On the day of our visit, Thursday Food was delighted with the menu’s offerings. There were curried vegetables, escoveitch fish, lentil stew, shrimp delight, tofu chop suey, plantain stew, and steamed fish. Sonia’s Homestyle Cooking’s Lenten offerings will gratify even people fuelled by fried chicken, rice and peas and curry gravy.
The use of fresh seasonings and herbs is apparent in every dish. We reckon the restaurant goes through hundreds of pounds of scallion, onion, garlic, thyme each week. Thursday Food witnessed several of Thomas’s suppliers delivering fresh produce, like crocus bags bursting with callaloo. From what we saw of the business’ operations, we know that the kitchen will use up that delivery within days.
The escoveitch fish was perfectly fried without a drop of grease making its way on the platter; the escoveitch sauce, redolent with pimento and Scotch bonnet, was done just right. To create the curried vegetable dish, broccoli, cauliflower, carrots, and black-eyed peas are enrobed in a moreish curry sauce. The tofu chop suey was an enjoyable and visually appealing combination of colourful fresh vegetables and tofu, pan-seared to perfection.

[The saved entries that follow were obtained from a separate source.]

PR #813, opened 2026-04-14
feat: Support MI auth for DPS linked-hub

cheatsheet1999:
﻿ Description:

  Adds Managed Identity support for `az iot dps linked-hub create` and updates hostname defaults across
  connection string commands for TLS 1.3.

  Changes

  ### DPS linked-hub MI support:

   - New params on linked-hub create: `--authentication-type` (SystemAssigned/UserAssigned),
 ` --user-assigned-identity`, `--hostname-type` (device/classic, default device)
   - MI path sets hostName directly (no connection string), resolves from hub properties
   - Key-based path now defaults to device hostname when using `--hub-name`
   - Validates MI is enabled on DPS before linking
   - Rejects service hostname in --connection-string (DPS doesn't support it)

### Hub connection string hostname:

   - auto hostname type now resolves to device hostname (was service) for hub connection strings
   - All connection string commands support all four types: **auto, classic, device, service** (Service hostname is for hub configuration/management operations, like creating devices, managing twins)

  Testing

   - 1757 unit tests pass (8 new for MI validation and hostname resolution)
   - E2E verified on live resources: key-based (device/classic), MI (SystemAssigned/UserAssigned), service
  rejection, error cases


azext_iot/core/custom.py
```diff
@@ -78,6 +79,13 @@ def _get_resource_group_from_hub(hub):
     return hub["resourcegroup"]
 
 
+def _resolve_linked_hub_hostname(hub, hostname_type="device"):
+    """Resolve IoT Hub hostname for DPS linked hub based on hostname type."""
+    if hostname_type == "device":
+        return hub["properties"].get("deviceHostName") or hub["properties"]["hostName"]
```
HangyiWang, line 87: why `.get("deviceHostName")` and `["hostName"]`? why not use `get` or `[]` both

azext_iot/core/custom.py
```diff
@@ -327,40 +335,107 @@ def iot_dps_linked_hub_create(
     connection_string=None,
     location=None,
     resource_group_name=None,
+    authentication_type=None,
+    user_assigned_identity=None,
+    hostname_type="device",
```
HangyiWang, line 342: previous codes mentioned it will fallback to `classic` so why not use `classic` as default

azext_iot/core/_params.py
```diff
@@ -134,6 +134,26 @@ def load_arguments(self, _):  # pylint: disable=too-many-statements
                    help='Location of the IoT hub.',
                    arg_group='IoT Hub Identifier',
                    deprecate_info=c.deprecate(hide=True))
+        c.argument('authentication_type',
+                   options_list=['--authentication-type', '--auth-type'],
+                   arg_type=get_enum_type(IotHubAuthenticationType),
+                   help='Authentication type for the linked IoT Hub. '
+                   "'KeyBased' uses a connection string. "
+                   "'SystemAssigned' uses the DPS system-assigned managed identity. "
```
HangyiWang, line 142: nit: i know it would be long but i think `SystemAssignedManagedIdentity` is better `SystemAssigned`, same for `UserAssigned` - a bit weird omiting `ManagedIdentity` suffix since we have another `keyBased` type

azext_iot/core/custom.py
```diff
@@ -327,40 +335,107 @@ def iot_dps_linked_hub_create(
...
+            )
+        if authentication_type == IotHubAuthenticationType.USER_ASSIGNED.value and "UserAssigned" not in identity_type:
+            raise InvalidArgumentValueError(
+                f"User-assigned managed identity is not configured on DPS '{dps_name}'. "
+                "Please assign a user identity before linking with UserAssigned authentication."
+            )
 
-    resource_group_name = _ensure_dps_resource_group_name(client, resource_group_name, dps_name)
+        linked_hub_entry = {
+            "location": location,
```
HangyiWang: nit   `location: location or hub["location"]` can remove line 364 365

azext_iot/core/_params.py
HangyiWang: and how did we get `keyBased` type for connection string type - not sth like `connectionStr`

azext_iot/core/custom.py
cheatsheet1999: Good question. Because `deviceHostName` might not exist in the dict (e.b. if a hub is v1). `hub["properties"]["deviceHostName"]` would raise a KeyError if the key is absent, crashing instead of falling back to hostName. `.get()` returns None when the key is missing, which is falsy, so the or chain works. ﻿

azext_iot/core/custom.py
cheatsheet1999: ﻿The default is "device" per the TLS 1.3 spec: "Newly linked hubs default to the device endpoint." Also confirmed with PM on this topic.

The fallback to classic happens inside the `_resolve_linked_hub_hostname()`.  If the hub doesn't have deviceHostName (not a GWv2 hub), it automatically falls back to the classic hostname. If we defaulted to "classic", TLS 1.3 capable hubs would never use the device endpoint unless the user explicitly specified it, which from my opinion, defeats the purpose of the upgrade.

azext_iot/operations/hub.py
```diff
@@ -2397,6 +2397,10 @@ def _iot_build_sas_token(
 def _transform_hostname(hostname, hostname_type):
     """Transform a hostname to the requested type via string manipulation."""
     parts = hostname.split(".")
+    if len(parts) < 2:
```
HangyiWang: why `< 2`? `>= 2` is fine?

azext_iot/core/_params.py
cheatsheet1999: Yeah. It gives me a lot of headaches when it comes to naming... Let's chat on this :)

azext_iot/core/custom.py
```diff
@@ -327,40 +335,107 @@ def iot_dps_linked_hub_create(
...
+        if not any([connection_string, hub_name]):
+            raise RequiredArgumentMissingError("Please provide the IoT Hub name or connection string.")
+        if not connection_string:
+            hub_client = iot_hub_service_factory(cmd.cli_ctx)
+            hub = iot_hub_get(cmd, hub_client, hub_name=hub_name, resource_group_name=hub_resource_group)
+            host_name = _resolve_linked_hub_hostname(hub, hostname_type)
+            if not location:
+                location = hub["location"]
+            # Build connection string with resolved hostname
+            policies = iot_hub_policy_get(hub_client, hub_name, "iothubowner",
```
HangyiWang: nit make `iothubowner` constant?

azext_iot/core/custom.py
```diff
@@ -327,40 +335,107 @@ def iot_dps_linked_hub_create(
...
+                                         _get_resource_group_from_hub(hub))
+            connection_string = "HostName={};SharedAccessKeyName={};SharedAccessKey={}".format(
```
HangyiWang: nit probably a format function for connection string since it's fixed format for all use cases

azext_iot/core/custom.py
```diff
@@ -327,40 +335,107 @@ def iot_dps_linked_hub_create(
...
+                host_name, policies["keyName"], policies["primaryKey"]
+            )
+        else:
+            if ".service.azure-devices" in connection_string.lower():
```
HangyiWang, line 406: nit `.service.azure-devices` can be constant

azext_iot/operations/hub.py
cheatsheet1999: The `< 2` check is a safety guard to prevent an IndexError on parts[1]. 

Actualy by re-thinking this line I feel it's redandunt, because the input always comes from the SDK (e.g., hub.azure-devices.net) so it's always valid. I'll remove. Thanks.

azext_iot/core/custom.py
cheatsheet1999: Yes!

azext_iot/core/_params.py
cheatsheet1999: ﻿The values `KeyBased`, `SystemAssigned`, and `UserAssigned` come from the DPS ARM API contract, these are the exact values the API accepts for the `authenticationType` field on the linked hub entry. We can't rename them unfortunately.

azext_iot/core/custom.py
cheatsheet1999: ﻿ Good suggestion. Since this check is only used in this one place, I'll keep it inline for now to avoid
 adding a constant for a single-use string. If we add more service hostname validations elsewhere, I'll
 extract it then

azext_iot/core/custom.py
```diff
@@ -327,40 +337,104 @@ def iot_dps_linked_hub_create(
...
-                hub_name = re.search(r"hostname=(.[^\;\.]+)?", connection_string, re.IGNORECASE).group(1)
-            except AttributeError:
-                raise InvalidArgumentValueError("Please provide a valid IoT Hub connection string.")
+            raise RequiredArgumentMissingError(
+                "Please provide --hub-name for managed identity authentication."
+            )
+        if authentication_type == IotHubAuthenticationType.USER_ASSIGNED.value and not user_assigned_identity:
+            raise RequiredArgumentMissingError(
+                "--user-assigned-identity is required when --authentication-type is UserAssigned."
+            )
```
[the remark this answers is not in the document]
cheatsheet1999: I agree this would be a more clear experience

azext_iot/core/custom.py
```diff
@@ -327,40 +337,104 @@ def iot_dps_linked_hub_create(
...
-            location = iot_hub_get(cmd, hub_client, hub_name=hub_name, resource_group_name=hub_resource_group)["location"]
-        except CLIError:
-            raise RequiredArgumentMissingError("Please provide the IoT Hub location.")
+        hub = iot_hub_get(cmd, hub_client, hub_name=hub_name, resource_group_name=hub_resource_group)
+        host_name = _resolve_linked_hub_hostname(hub, hostname_type)
+
+        # Validate MI is enabled on DPS
+        resource_group_name = _ensure_dps_resource_group_name(client, resource_group_name, dps_name)
+        dps = iot_dps_get(client, dps_name, resource_group_name)
+        identity_type = dps["identity"]["type"]
```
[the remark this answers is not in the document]
cheatsheet1999: Applied suggested change

azext_iot/_params.py
```diff
@@ -353,11 +353,12 @@ def load_arguments(self, _):
...
             options_list=["--hostname-type", "--ht"],
-            arg_type=get_enum_type(["auto", "classic", "service"]),
+            arg_type=get_enum_type(HostnameType),
             default=HostnameType.AUTO.value,
             help="Type of hostname to use in the connection string. "
-            "'auto' uses the TLS 1.3 service hostname on GWv2 hubs, classic otherwise. "
+            "'auto' uses the TLS 1.3 device hostname on GWv2 hubs, classic otherwise. "
             "'classic' always uses the default hostname. "
+            "'device' uses the TLS 1.3 device hostname (errors if not GWv2). "
             "'service' uses the TLS 1.3 service hostname (errors if not GWv2).",
```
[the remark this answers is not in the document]
cheatsheet1999: Add GWv2 validation

ketkimnaik (approved):
LGTM

HangyiWang (approved):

The steamed fish gravy did not compete with the star of the plate: the fish. Though rich in colour, the sauce was light and had so much okra and carrots they could serve as a side dish. The lentil stew is Thomas’ spin on traditional stew peas, replacing the red kidney beans with lentils and using cho-cho and carrots instead of meat. Don’t worry, there are lots of spinners (dumplings). The shrimp delight is almost self-explanatory. It’s a delightful shrimp dish comprising pasta, fresh vegetables, and, of course, lots of shrimp.
But, it was the plantain stew that stole the show. In addition to cubes of ripe plantain, the dish has broad beans, corn, chickpeas, okra, carrots, cho-cho and black-eyed peas. It takes a skilled hand to harmoniously orchestrate a complex dish with various flavours and textures; but then, Thomas is a culinary maestro.
No visit to Sonia’s Homestyle Cooking would be complete without slices of Thomas’s famous potato and cassava puddings, which, we reckon, are responsible for launching this business empire.